History
The hospital was established in 1861 with the name of London Christian Church Hospital. Jin Xianzhai, the well-known oncologist, set up the first tumor ward in the hospital in 1952. In 1972, the hospital became a specialized cancer hospital with 341 beds. In 1977, the Institute of Cancer Research was established with eight departments.

Today, Tianjin Medical University Cancer Institute and Hospital is one of the largest bases for cancer prevention, treatment, training and research in China.
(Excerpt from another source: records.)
PR #1374, opened 2015-01-12
[Sprint-41] XD-2411: Use optimistic locking in Redis RichGauge repo

ericbottard:


spring-xd-analytics/src/main/java/org/springframework/xd/analytics/metrics/redis/RedisRichGaugeRepository.java
```diff
@@ -26,14 +35,17 @@
...
+ * @author Eric Bottard
  */
-public final class RedisRichGaugeRepository extends
+public class RedisRichGaugeRepository extends
 		AbstractRedisMetricRepository<RichGauge, String> implements RichGaugeRepository {
 
-	private static final String ZERO = serialize(new RichGauge("zero"));
+	private static final String ZERO = serialize(new RichGauge("ZERO"));
+
+	private RetryTemplate retryTemplate = new RetryTemplate();
```
markpollack: I think we should expose the options for `ExponentialBackOffPolicy` and max number of retries instead as in 

https://github.com/spring-projects/spring-xd/blob/master/spring-xd-messagebus-spi/src/main/java/org/springframework/xd/dirt/integration/bus/MessageBusSupport.java#L751

The defaults in `ExponentialBackOffPolicy` may need to be tweeked.  It probably doesn't make sense to try and write if there is contention for the key more than 5 seconds or so.  The current retry as fast as possible for 3x is probably too aggressive.

spring-xd-analytics/src/main/java/org/springframework/xd/analytics/metrics/redis/RedisRichGaugeRepository.java
```diff
@@ -67,14 +79,39 @@ String value(RichGauge metric) {
...
 	@Override
-	public void setValue(String name, double value, double alpha) {
-		String key = getMetricKey(name);
-		RichGauge g = findOne(name);
-		if (g == null) {
-			g = new RichGauge(name);
-		}
-		MetricUtils.setRichGaugeValue(g, value, alpha);
-		getValueOperations().set(key, serialize(g));
+	public void setValue(final String name, final double value, final double alpha) {
```
markpollack: Can you also rebase to incorporate new method name for setValue

ericbottard:
Used a simple policy as IMO:
- the gauge needs to reflect the value in a timely manner, it does not make sense to have a 5secs outdated value
- there is either a) little chance that a conflicting write will last more than a couple ms for the same key or else b) there is a lot of contention for that particular key anyway, and in all cases we're screwed, however complicated the policy is

Would you agree?

markpollack:
I agree that 5 seconds is too long but a tight spin loop is too short.  An
policy that tries after 50 ms, then 100 ms, then 200 ms or something like
that up to a max of one second is what I am suggesting.

On Jan 13, 2015, at 9:35 AM, Eric Bottard <notifications@github.com> wrote:

Used a simple policy as IMO:

   - the gauge needs to reflect the value in a timely manner, it does not
   make sense to have a 5secs outdated value
   - there is either a) little chance that a conflicting write will last
   more than a couple ms for the same key or else b) there is a lot of
   contention for that particular key anyway, and in all cases we're screwed,
   however complicated the policy is

Would you agree?

—
Reply to this email directly or view it on GitHub
<https://github.com/spring-projects/spring-xd/pull/1374#issuecomment-69752452>
.

markpollack:
Merged as c442c5102c745ee25e59132542a7783489397251

PR #1367, opened 2015-01-09
http source now accepts binary content larger that a few KB

prismec:
The problem was the assumption that the ChannelBuffer is always backed
by an array - which is not the case if you send e.g. binary data that
is larger than around 10KB. The solution is to check the availability
of a backing byte[] with the hasArray() method.

Note that after this fix the source is still not able to accept
messages > ~1MB in size. This affects all messages, binary and others.
I guess that this must be somehow fixed in the netty setup ? I’ve just
not investigated this since this fix solves my current problem.

PR #1377, opened 2015-01-13
[Sprint: 41] XD-2590: Handle Large Messages in HTTP Source

garyrussell:
JIRA: https://jira.spring.io/browse/XD-2590

Based on original work by Peter Rietzler:

http source now accepts binary content larger that a few KB

The problem was the assumption that the ChannerBuffer is always backed
by an array - which is not the case if you send e.g. binary data that
is larger than around 10KB. The solution is to check the availability
of a backing byte[] with the hasArray() method.

- move the decoding work to a `MessageConverter`
- allow the message converter to be configured
- add a setter for the max content length; add error handling when the content length is exceeded
  - previously, the client hung waiting for a reply.
  - close the channel in the catch all `exceptionCaught` method and log the error.
- add properties to the http source (maxContentLength, messageConverterClass)

__replaces #1367 __

### DIFF
--- a/modules/source/http/config/http.xml
+++ b/modules/source/http/config/http.xml
@@ -13,8 +13,16 @@
 		<beans:property name="autoStartup" value="false"/>
 		<beans:property name="outputChannel" ref="output"/>
 		<beans:property name="sslPropertiesLocation" value="${sslPropertiesLocation}"/>
+		<beans:property name="maxContentLength" value="${maxContentLength}"/>
+		<beans:property name="messageConverter" ref="converter"/>
 	</beans:bean>
 
+	<beans:bean id="converter" class="org.springframework.integration.x.http.NettyInboundMessageConverter"/>
+
 	<channel id="output"/>
+
+	<beans:beans profile="customConverter">
+		<beans:bean id="converter" class="${messageConverterClass}"/>
+	</beans:beans>
 
 </beans:beans>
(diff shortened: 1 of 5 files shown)


modules/source/http/config/http.xml
```diff
@@ -13,8 +13,16 @@
 		<beans:property name="autoStartup" value="false"/>
 		<beans:property name="outputChannel" ref="output"/>
 		<beans:property name="sslPropertiesLocation" value="${sslPropertiesLocation}"/>
+		<beans:property name="maxContentLength" value="${maxContentLength}"/>
+		<beans:property name="messageConverter" ref="converter"/>
 	</beans:bean>
 
+	<beans:bean id="converter" class="org.springframework.integration.x.http.NettyInboundMessageConverter"/>
```
ericbottard: The default handling for the converter is cumbersome in my opinion:
1. Why not have the `messageConverterClass` default to `NettyInboundMessageConverter`? No profiles needed then, and the user knows about it (it is a long String displayed when doing `module:info` though, but we have it in other modules IIRC)
2. Moreover, there is some some defaulting behavior in `doStart()` of the Adapter, that takes an extra argument in the constructor.

ericbottard:
Other than the minor converter thing, LGTM.

modules/source/http/config/http.xml
garyrussell: Makes sense; will rework.

garyrussell:
Rebased, pushed; reworked; removed profile; added the `constructor-arg` - I decided to leave the safety net in `doStart()`.

ericbottard:
Squashed and merged as 4ebf7fdcdbda3e16f96be3ca7acfd6ff58002e8e

PR #1380, opened 2015-01-14
[DO NOT MERGE: FOR REVIEW ONLY] Spark Streaming Integration

ilayaperumalg:
- Spark streaming module changes
	- Spark streaming `Processor`
    	- This interface provides the method `process` that end user would implement
        - The process method has the transformation operation to be applied on input DStream
and returns the output DStream. In XD's context this represents a `processor` module
        - The same process method can be implemented for a `sink` module with the return value set to null
        - The spark configuration properties can be specified via @SparkConfig annotation
    - SparkStreamingDriverModule
        - This is the spark `driver` that creates the SparkStreamingContext.
        - This is defined as a Spring XD module (processor or sink)
        - Computes spark streaming application and XD dependent jars before setting `spark.jars`
        - Uses Spark's streaming listener to verify the streaming receiver start status
- Spark streaming module deployment changes
    - SparkStreamingPlugin
    	- This plugin adds necessary beans required for the spark streaming module
    		- Sets up MessageBusReceiver
    			- This is the actual spark streaming receiver that connects to the underlying XD
    			message bus to receive messages
    			- Adds the message bus properties from XD container environment to the spark streaming
    			module so that all those properties are reused at the Spark executors when the receiver
    			is setup and running.
    		- Sets up MessageBusSender (in case of processor module)
    			- This sends the processed messages to the message bus so any other XD module could pick up
    - ContainerFilter
    	- This interface defines the method to filter out matched containers by applying any specific runtime
    	criteria
    - SparkStreamingContainerFilter
    	- filters out the containers that have a spark streaming module running.This is necessary as
    	multiple spark contexts can not be created on the same JVM-SPARK-2243.
    - Add ModuleExecutionFramework
    	- Introduce module execution framework `spark` via hidden module option
    	- This will be the key to identify if the underlying module is of spark streaming module.

- Add tests for spark streaming processor and log modules
  	- Add SparkStreamingTests class that can be run across different transports.
  	- Add test modules: SparkWordCount and SparkLog
- Fixes and polishing

    - Reduce the number of jars for spark application
    - Fix message bus dependency
    - Fix jetty server dependencies

   - Polishing


dependencies.properties
```diff
@@ -226,10 +226,10 @@ org.crashub\:crash.embed.spring=1.3.0
 org.crashub\:crash.plugins.cron=1.3.0
 org.crashub\:crash.plugins.mail=1.3.0
 org.crashub\:crash.shell=1.3.0
-org.eclipse.jetty\:jetty-annotations=9.2.4.v20141103
-org.eclipse.jetty\:jetty-jsp=9.2.4.v20141103
-org.eclipse.jetty\:jetty-util=9.2.4.v20141103
-org.eclipse.jetty\:jetty-webapp=9.2.4.v20141103
+org.eclipse.jetty\:jetty-annotations=8.1.14.v20131031
```
ilayaperumalg: May be we can add a comment here mentioning jetty version needs to `8.1.14.v20131031` for spark streaming. Also, we need to investigate if this has any impact on other XD components.

build.gradle
```diff
@@ -69,6 +69,7 @@ allprojects {
 
 	repositories {
 		mavenCentral()
+		mavenLocal()
```
ericbottard: This should be removed

build.gradle
```diff
@@ -821,6 +824,7 @@ project('spring-xd-module') {
 		compile "org.springframework.boot:spring-boot-loader"
 		compile "com.fasterxml.jackson.core:jackson-databind"
 		compile project(':spring-xd-module-spi')
+		compile project(':spring-xd-spark-streaming')
```
ericbottard: This feels wrong to me: why would we depend on spark stuff for the core module contract?

build.gradle
```diff
@@ -833,6 +837,32 @@ project('spring-xd-module-spi') {
...
+	dependencies {
+		compile("org.apache.spark:spark-streaming_$sparkScalaVersion:$sparkVersion") {
+			exclude group: 'hsqldb'
+		}
+		compile "org.springframework.integration:spring-integration-core"
+		compile project(":spring-xd-module-spi")
+	}
+}
+
+project('spring-xd-spark-streaming-tests') {
```
ericbottard: Not saying that this is bad, but definitely not the approach we have for testing other modules, right?

dependencies.properties
ericbottard: Also, can you explain "why"? _i.e._ what is different in 8.x, in a nutshell

gradle/build-dist.gradle
```diff
@@ -50,10 +50,19 @@ task copyZookeeperInstall(type: Copy) {
...
 
 task copyXDInstall(type: Copy, dependsOn: [":spring-xd-dirt:build", ":spring-xd-dirt:installApp"]) {
+	def versions = [:]
+	def file = rootProject.file('dependencies.properties')
+		file.withReader { reader ->
+			def properties = new Properties()
+			properties.load(reader)
+			versions << properties
+		}
+	def version = versions["com.google.protobuf:protobuf-java"]
```
ericbottard: This logic is starting to get crazy.
In any case, if we go through with this, need to rename `version` to something more descriptive (_e.g_ `protobufVersion`)

spring-xd-dirt/src/main/java/org/springframework/xd/dirt/cluster/ContainerFilter.java
```diff
@@ -0,0 +1,33 @@
...
+
+import org.springframework.xd.module.ModuleDescriptor;
+
+/**
+ * A filter interface that applies filter for the given containers and returns
+ * eligible containers for deployment.
+ *
+ * @author Ilayaperumal Gopinathan
+ */
+public interface ContainerFilter {
```
ericbottard: Why the need for yet another interface. This seems like a specialization of `ContainerMatcher`

spring-xd-dirt/src/main/java/org/springframework/xd/dirt/integration/bus/KafkaConnectionPropertyNames.java
```diff
@@ -0,0 +1,36 @@
...
+ *
+ * Unless required by applicable law or agreed to in writing, software
+ * distributed under the License is distributed on an "AS IS" BASIS,
+ * WITHOUT WARRANTIES OR CONDITIONS OF ANY KIND, either express or implied.
+ * See the License for the specific language governing permissions and
+ * limitations under the License.
+ */
+package org.springframework.xd.dirt.integration.bus;
+
+/**
```
ericbottard: Javadoc

spring-xd-dirt/src/main/java/org/springframework/xd/dirt/integration/bus/RabbitConnectionPropertyNames.java
```diff
@@ -0,0 +1,41 @@
...
+ *
+ * Unless required by applicable law or agreed to in writing, software
+ * distributed under the License is distributed on an "AS IS" BASIS,
+ * WITHOUT WARRANTIES OR CONDITIONS OF ANY KIND, either express or implied.
+ * See the License for the specific language governing permissions and
+ * limitations under the License.
+ */
+package org.springframework.xd.dirt.integration.bus;
+
+/**
```
ericbottard: Javadoc

spring-xd-dirt/src/main/java/org/springframework/xd/dirt/integration/bus/RedisConnectionPropertyNames.java
```diff
@@ -0,0 +1,41 @@
...
+ *
+ * Unless required by applicable law or agreed to in writing, software
+ * distributed under the License is distributed on an "AS IS" BASIS,
+ * WITHOUT WARRANTIES OR CONDITIONS OF ANY KIND, either express or implied.
+ * See the License for the specific language governing permissions and
+ * limitations under the License.
+ */
+package org.springframework.xd.dirt.integration.bus;
+
+/**
```
ericbottard: Javadoc

spring-xd-dirt/src/main/java/org/springframework/xd/dirt/plugins/spark/MessageBusConfiguration.java
```diff
@@ -0,0 +1,67 @@
...
+ *
+ * @author Ilayaperumal Gopinathan
+ */
+@Configuration
+@Import(PropertyPlaceholderAutoConfiguration.class)
+@ImportResource({"classpath*:" + ConfigLocations.XD_CONFIG_ROOT + "bus/${XD_TRANSPORT}-bus.xml",
+		ConfigLocations.XD_CONFIG_ROOT + "bus/codec.xml"})
+class MessageBusConfiguration {
+
+	static ConfigurableApplicationContext createApplicationContext(final Properties properties) {
```
ericbottard: Javadoc should explain who is calling this method

spring-xd-dirt/src/main/java/org/springframework/xd/dirt/plugins/spark/MessageBusReceiver.java
```diff
@@ -0,0 +1,115 @@
...
+import org.springframework.messaging.Message;
+import org.springframework.xd.dirt.integration.bus.MessageBus;
+
+/**
+ * Spark {@link Receiver} implementation that binds to the MessageBus as a consumer.
+ * 
+ * @author Mark Fisher
+ * @author Ilayaperumal Gopinathan
+ */
+class MessageBusReceiver extends Receiver {
```
ericbottard: Do we want "Spark" in the classname?

spring-xd-dirt/src/main/java/org/springframework/xd/dirt/spark/SparkStreamingContainerFilter.java
```diff
@@ -0,0 +1,92 @@
...
+import org.springframework.xd.module.ModuleDescriptor;
+import org.springframework.xd.module.core.ModuleFactory;
+import org.springframework.xd.module.options.ModuleOptions;
+import org.springframework.xd.module.options.ModuleOptionsMetadata;
+import org.springframework.xd.module.options.ModuleOptionsMetadataResolver;
+import org.springframework.xd.spark.streaming.Processor;
+
+/**
+ * A {@link org.springframework.xd.dirt.cluster.ContainerFilter} which filters out the containers that have a spark
+ * streaming module running.This is necessary as multiple spark contexts can not be created on the same JVM-SPARK-2243.
```
ericbottard: Space after dot

ericbottard: End of sentence is weird. Should be "on the same JVM. See SPARK-2243" I assume

build.gradle
markfisher: This was to avoid a dependency cycle, but related to your comment immediately above, it would be ideal to avoid dependencies on the spark code from dirt. However, that will require significant changes to ModuleFactory and others that are beyond the scope of this PR (and unfortunately most likely beyond the scope of 1.1).

spring-xd-dirt/src/main/java/org/springframework/xd/dirt/plugins/spark/MessageBusReceiver.java
markfisher: Package name is a sufficient qualifier here, although we might want to add a "streaming" subpackage. For the record, those classes that *do* contain Spark in their name are for the extension points of XD infrastructure itself, typically subclasses or interface impls where the name itself should include qualification (e.g. the Plugin impl and the Module impl), whereas the classes that are merely supporting those should have simple names - and live in appropriate packages, especially these non-public classes (internal support classes).

spring-xd-spark-streaming-tests/src/test/java/org/springframework/xd/spark/streaming/SparkStreamingTests.java
```diff
@@ -0,0 +1,81 @@
...
+	public void testSparkLog() throws Exception {
+		String fileName = getClass().getSimpleName() + new Random().nextInt() + ".txt";
+		File fileToDelete = new File(fileName);
+		try {
+			final HttpSource source = newHttpSource();
+			final String stream = String.format("%s | spark-log --filePath=%s", source, fileName);
+			stream().create(generateStreamName(), stream);
+			source.ensureReady().postData(messageToPost);
+			//explicit sleep to wait for the message to get processed.
+			Thread.sleep(2000);
```
pperalta: The `sleep` and file reading/matching should be replaced with `EventuallyMatcher`.

spring-xd-module/src/main/java/org/springframework/xd/module/core/ModuleFactory.java
```diff
@@ -57,6 +60,8 @@
 
 	private ResourcePatternResolver resourceLoader = new PathMatchingResourcePatternResolver();
 
+	public static final String MODULE_EXECUTION_FRAMEWORK = "moduleExecutionFramework";
```
ericbottard: Add javaodc

spring-xd-module/src/main/java/org/springframework/xd/module/core/ModuleFactory.java
```diff
@@ -94,6 +99,10 @@ public Module createModule(ModuleDescriptor moduleDescriptor, ModuleDeploymentPr
 	 */
 	private Module createAndConfigureModuleInstance(ModuleDescriptor moduleDescriptor, ModuleOptions moduleOptions,
 			ModuleDeploymentProperties deploymentProperties) {
+		String name = (String) moduleOptions.asPropertySource().getProperty(MODULE_EXECUTION_FRAMEWORK);
+		if (Processor.MODULE_EXECUTION_FRAMEWORK.equals(name)) {
```
ericbottard: Having two constants named the same makes things hard to follow here

spring-xd-module/src/main/java/org/springframework/xd/module/core/ModuleFactory.java
```diff
@@ -94,6 +99,10 @@ public Module createModule(ModuleDescriptor moduleDescriptor, ModuleDeploymentPr
...
+			return createSparkModule(moduleDescriptor, moduleOptions, deploymentProperties);
```
ericbottard: Should see what Rx/Reactor brings, but the main flow of decisions seems weird here. Also, you're not leveraging the module ClassLoader, which seems wrong.

ericbottard: At this point in the code, there should only be 2 "main" cases here: Simple vs Composed.

spring-xd-module/src/main/java/org/springframework/xd/module/core/ModuleFactory.java
```diff
@@ -135,6 +144,18 @@ else if (JavaConfiguredModule.basePackages(moduleDefinition, moduleClassLoader).
 		return null;
 	}
 
+	private Module createSparkModule(ModuleDescriptor moduleDescriptor, ModuleOptions moduleOptions,
```
ericbottard: OK, this seems to confirm what I was thinking: I believe this should move to a case in SimpleModuleCreator, not here

spring-xd-module/src/main/java/org/springframework/xd/module/spark/SparkStreamingDriverModule.java
```diff
@@ -0,0 +1,329 @@
...
+			throw new RuntimeException(ioe);
+		}
+		// Get necessary dependencies from XD DIRT.
+		URLClassLoader parentClassLoader = (URLClassLoader) this.getClassLoader().getParent();
+		URL[] urls = parentClassLoader.getURLs();
+		for (URL url : urls) {
+			String file = url.getFile().split("\\!", 2)[0];
+			//if (file.endsWith(".jar")) {
+			if (file.endsWith(".jar") && (// Add spark jars
+					file.contains("spark") ||
```
ericbottard: Man, this is ugly :(

spring-xd-module/src/main/java/org/springframework/xd/module/spark/package-info.java
```diff
@@ -0,0 +1,21 @@
...
+ * WITHOUT WARRANTIES OR CONDITIONS OF ANY KIND, either express or implied.
+ * See the License for the specific language governing permissions and
+ * limitations under the License.
+ */
+
+/**
+ * Package for Spark module implementations.
+ */
+
+package org.springframework.xd.module.spark;
```
ericbottard: Should we clearly separate spark from spark-streaming?

spring-xd-module/src/main/java/org/springframework/xd/module/core/ModuleFactory.java
markfisher: Agreed (for now), but eventually we should refactor the ModuleFactory to support a contribution model (also relevant for the comments above about dependencies).

spring-xd-module/src/main/java/org/springframework/xd/module/spark/package-info.java
markfisher: yes

spring-xd-shell/src/test/java/org/springframework/xd/shell/AbstractShellIntegrationTest.java
```diff
@@ -89,8 +90,11 @@
 	@BeforeClass
 	public static synchronized void startUp() throws InterruptedException, IOException {
 		RandomConfigurationSupport randomConfigSupport = new RandomConfigurationSupport();
+		// todo: Ability to verify if the transport is valid and the required message broker is setup.
+		String transport = System.getProperty("XD_TRANSPORT");
```
ericbottard: This feels wrong:
1. either we set things in stone (like it was before)
2. or we allow selecting a transport to be selected with a prop, but then the defaults are coded at two places: here and in SingleNodeApplication itself

spring-xd-shell/src/test/java/org/springframework/xd/shell/command/ModuleListTests.java
```diff
@@ -16,18 +16,16 @@
...
 package org.springframework.xd.shell.command;
 
-import static com.google.common.collect.Lists.newArrayList;
-import static com.google.common.collect.Maps.transformValues;
-import static org.hamcrest.Matchers.allOf;
-import static org.hamcrest.Matchers.equalTo;
-import static org.hamcrest.Matchers.hasEntry;
-import static org.hamcrest.Matchers.hasSize;
-import static org.junit.Assert.assertThat;
+import static com.google.common.collect.Lists.*;
```
ericbottard: Seems like your rules for imports are off (or is this what we should be using?)

Also noticed in another class above, but this has no other change apart from imports

spring-xd-shell/src/test/resources/log4j.properties
```diff
@@ -0,0 +1,8 @@
+log4j.rootLogger=INFO, stdout
```
ericbottard: I believe this should not be put in VCS

spring-xd-spark-streaming-tests/src/test/java/org/springframework/xd/spark/streaming/SparkStreamingTests.java
```diff
@@ -0,0 +1,81 @@
...
+ * @author Ilayaperumal Gopinathan
+ */
+public class SparkStreamingTests extends AbstractStreamIntegrationTest {
+
+	static {
+		// Change the transport here to run the test against other message bus transports.
+		System.setProperty("XD_TRANSPORT", "local");
+	}
+
+	private static final String messageToPost = "foo foo foo";
```
ericbottard: Not sure using a constant really helps readability, but if we do, should be UPPERCASE

spring-xd-spark-streaming-tests/src/test/java/org/springframework/xd/spark/streaming/SparkStreamingTests.java
```diff
@@ -0,0 +1,81 @@
...
+		final String stream = String.format("%s | spark-word-count | %s", source, sink);
+		stream().create(generateStreamName(), stream);
+		source.ensureReady().postData(messageToPost);
+		assertThat(sink, XDMatchers.eventually(XDMatchers.hasContentsThat(equalTo("(foo,3)"))));
+	}
+
+	@Test
+	public void testSparkLog() throws Exception {
+		String fileName = getClass().getSimpleName() + new Random().nextInt() + ".txt";
+		File fileToDelete = new File(fileName);
```
ericbottard: This creates the file in the current working dir, not sure this is a good idea. There is support for temp files _e.g._ as JUnit Rules (and others)

spring-xd-spark-streaming/src/main/java/org/springframework/xd/spark/streaming/Processor.java
```diff
@@ -0,0 +1,43 @@
...
+import org.apache.spark.streaming.api.java.JavaDStreamLike;
+
+/**
+ * Interface for modules using the Spark Streaming API to process messages from the Message Bus.
+ *
+ * @author Mark Fisher
+ */
+public interface Processor extends Serializable {
+
+	public static final String SPARK_MASTER_URL_PROP = "spark.master";
```
ericbottard: The meaning of those constants should be documented, esp. MODULE_EXECUTION_FRAMEWORK

Are we trying to have an all purpose Processor interface?

spring-xd-spark-streaming/src/main/java/org/springframework/xd/spark/streaming/examples/SparkLog.java
```diff
@@ -0,0 +1,96 @@
...
+
+import org.springframework.xd.spark.streaming.Processor;
+import org.springframework.xd.spark.streaming.SparkConfig;
+
+/**
+ * @author Mark Fisher
+ * @author Ilayaperumal Gopinathan
+ */
+@SuppressWarnings({ "unchecked", "rawtypes", "serial" })
+public class SparkLog implements Processor {
```
ericbottard: Should this make it in the codebase in the end? In `src/main/java` ?

spring-xd-spark-streaming/src/main/java/org/springframework/xd/spark/streaming/examples/SparkLog.java
```diff
@@ -0,0 +1,96 @@
...
+	public JavaDStreamLike process(JavaDStreamLike input) {
+		input.foreachRDD(new Function<JavaRDD, Void>() {
+
+			@Override
+			public Void call(JavaRDD rdd) {
+				rdd.foreachPartition(new VoidFunction<Iterator<?>>() {
+
+					@Override
+					public void call(Iterator<?> items) throws Exception {
+						final StringBuffer buffer = new StringBuffer(sdf.format(new Date()));
```
ericbottard: Not sure what the threading guarantees are here, but for the sake of argument, that call to `sdf.format()` is not thread safe.

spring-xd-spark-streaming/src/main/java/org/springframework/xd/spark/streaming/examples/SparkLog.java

Cancer prevention and treatment research center
Tianjin Medical University is constructing the largest cancer prevention, treatment, and research base in Asia. On June 27, construction of the comprehensive cancer prevention and treatment research center, with a gross floor area of 93,000 square meters, started at Tianjin Medical University Cancer Institute and Hospital. Upon completion, the hospital will have 1,800 beds, be able to serve 500,000 outpatients, and perform over 20,000 surgical operations annually.

The hospital will become the largest cancer prevention, treatment and research base in Asia, incorporating fundamental oncological research, clinical treatment and high-end training.

The center plans to make a breakthrough in integrating clinical treatment and scientific research; seven clinical research centers will be constructed, with a view to realizing a "seamless interconnection" between clinical treatment and scientific research.